SR 151 begins at an intersection with US 29 (Amherst Highway) at the hamlet of Buffalo Hill north of Amherst in northern Amherst County. The state highway heads north as two-lane undivided Patrick Henry Highway. SR 151 passes through the village of Clifford, which contains the historic homes Brick House and Winton; the latter property is preserved as part of a country club. The state highway curves around Turkey Mountain and enters Nelson County by crossing the Piney River.
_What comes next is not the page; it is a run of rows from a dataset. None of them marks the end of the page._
PR #31, opened 2017-06-01
Rename miq_entity method

zakiva:
As discussed in https://github.com/ManageIQ/manageiq-providers-kubernetes/pull/18

@miq-bot add_label refactoring

@simon3z @moolitayer Please review

cc @kevensen

### DIFF
--- a/app/models/manageiq/providers/kubernetes/container_manager/entities_mapping.rb
+++ b/app/models/manageiq/providers/kubernetes/container_manager/entities_mapping.rb
@@ -19,7 +19,7 @@ module ManageIQ::Providers::Kubernetes::ContainerManager::EntitiesMapping
     'image'                   => 'ContainerImage'
   }.freeze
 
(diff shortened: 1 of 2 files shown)


moolitayer:
Looks good. @zakiva I've noticed we have also https://github.com/manageiq/manageiq/blob/e7554695bb3030e997cae4afe208df31ee96db5d/app/models/container_template.rb#L16-L40 Do we need that mapping as well ?

zakiva:
> Looks good. @zakiva I've noticed we have also https://github.com/manageiq/manageiq/blob/e7554695bb3030e997cae4afe208df31ee96db5d/app/models/container_template.rb#L16-L40 Do we need that mapping as well ?

@moolitayer No, we don't need it anymore, I'm removing it in https://github.com/ManageIQ/manageiq/pull/13619 (where there is still a question regarding the dependency direction)

PR #32, opened 2017-06-05
[POC] Prometheus event collection

moolitayer:
- Prometheus recently removed resolved events from alert-manager api[1]. They also mention that the alerts api is not final and might change. In order to understand resolved alerts we would have to deduce the resolved ones from the active ones and update them during collection.
- Another possible direction to look at is pushing the alerts into ManageIQ using alert managers web hook plugin, but there is currently no endpoint in ManageIQ (?) and as mentioned by @simon3z means we have to keep ManageIQ auth info in alert manager.
- There is currently no support for alerts in prometheus ruby client 
- Alerts are currently exposed in alert manager and not Prometheus, but there is a PR[TBD] to expos it 
- There does not seem to be a mechanism to filter seen alerts but since we are getting only active alerts that is expected to be a small set.

[1] https://github.com/prometheus/alertmanager/pull/820

### DIFF
--- a/app/models/manageiq/providers/kubernetes/container_manager/event_catcher_mixin.rb
+++ b/app/models/manageiq/providers/kubernetes/container_manager/event_catcher_mixin.rb
@@ -1,21 +1,48 @@
 module ManageIQ::Providers::Kubernetes::ContainerManager::EventCatcherMixin
   extend ActiveSupport::Concern
 
-  # https://github.com/kubernetes/kubernetes/blob/master/pkg/kubelet/container/event.go
-  # 'Created', 'Failed', 'Started', 'Killing', 'Stopped' and 'Unhealthy' are in fact container related events,
-  # returned as part of a pod event.
-  ENABLED_EVENTS = {
-    'Node'                  => %w(NodeReady NodeNotReady Rebooted NodeSchedulable NodeNotSchedulable InvalidDiskCapacity
-                                  FailedMount),
-    'Pod'                   => %w(Scheduled FailedScheduling FailedValidation HostPortConflict DeadlineExceeded
-                                  OutOfDisk NodeSelectorMismatching InsufficientFreeCPU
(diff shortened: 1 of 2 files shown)


simon3z:
@moolitayer please move this out of the Kubernetes event catcher. Maybe @agrare has a suggestion on where to move this (provided that you explain the background). It should belong to a manager probably (or another catcher).

agrare:
@moolitayer I'm not that familiar with Prometheus so maybe you can help explain how it is going to work?
I've heard Prometheus talked about as a metrics backend but this looks like an event endpoint.  Are you thinking that Prometheus will replace the existing event system, augment it?  How does this fit with the metrics work that is going on?

moolitayer:
@agrare you can take a look [here](http://metrics-vm-48-45.eng.lab.tlv.redhat.com/alerts) for prometheus alert ui and [here](https://github.com/moolitayer/scripts-public/blob/master/ansible/prometheus.yaml#L176-L182) for an alert definitions (based on metrics that prometheus knows to collect with its k8s collector)

This should not come instead of our kubernetes event collection. It's only here as POC since we are discussing making our container provider have multiple managers and that will probably take some time.
I think (?) that is what @simon3z mentioned we need help with. We probably need a provider class and have some relationship between container manager and a monitoring manager. I think we might end up having something similar to [foreman](https://github.com/ManageIQ/manageiq-providers-foreman/tree/1a9257535c6b60183a07141dc08996411f263e7a/app/models/manageiq/providers/foreman)

This also relates to our work on metrics; If we are moving away garbing short term metrics into Postgres we would have to off load alerts based on metrics to prometheus / hawkular

agrare:
@moolitayer Ah okay so it sounds like you want a `MetricsManager` and that would have its own `EventCatcher`
You'll have to create `app/models/managieq/providers/metrics_manager` which inherits from `ManageIQ::Providers::BaseManager`

moolitayer:
Closing in favor of https://github.com/ManageIQ/manageiq-providers-kubernetes/pull/40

SR 151 passes through the hamlet of Piney River and intersects SR 56 (Tye Brook Highway) at a wye intersection; the southeast leg of the wye is unsigned, 0.23 mi long SR 151Y. SR 151 and SR 56 run concurrently northeast through Hendersons Store to Roseland, where SR 56 (Crabtree Falls Highway) splits northwest to ascend the spine of the Blue Ridge Mountains. Immediately to the north of the intersection, SR 151 crosses the Tye River at Lanes Ford. The state highway passes through Jonesboro and follows Hat Creek to its source at Horseshoe Mountain, which the highway crosses via a winding route at Brent Gap.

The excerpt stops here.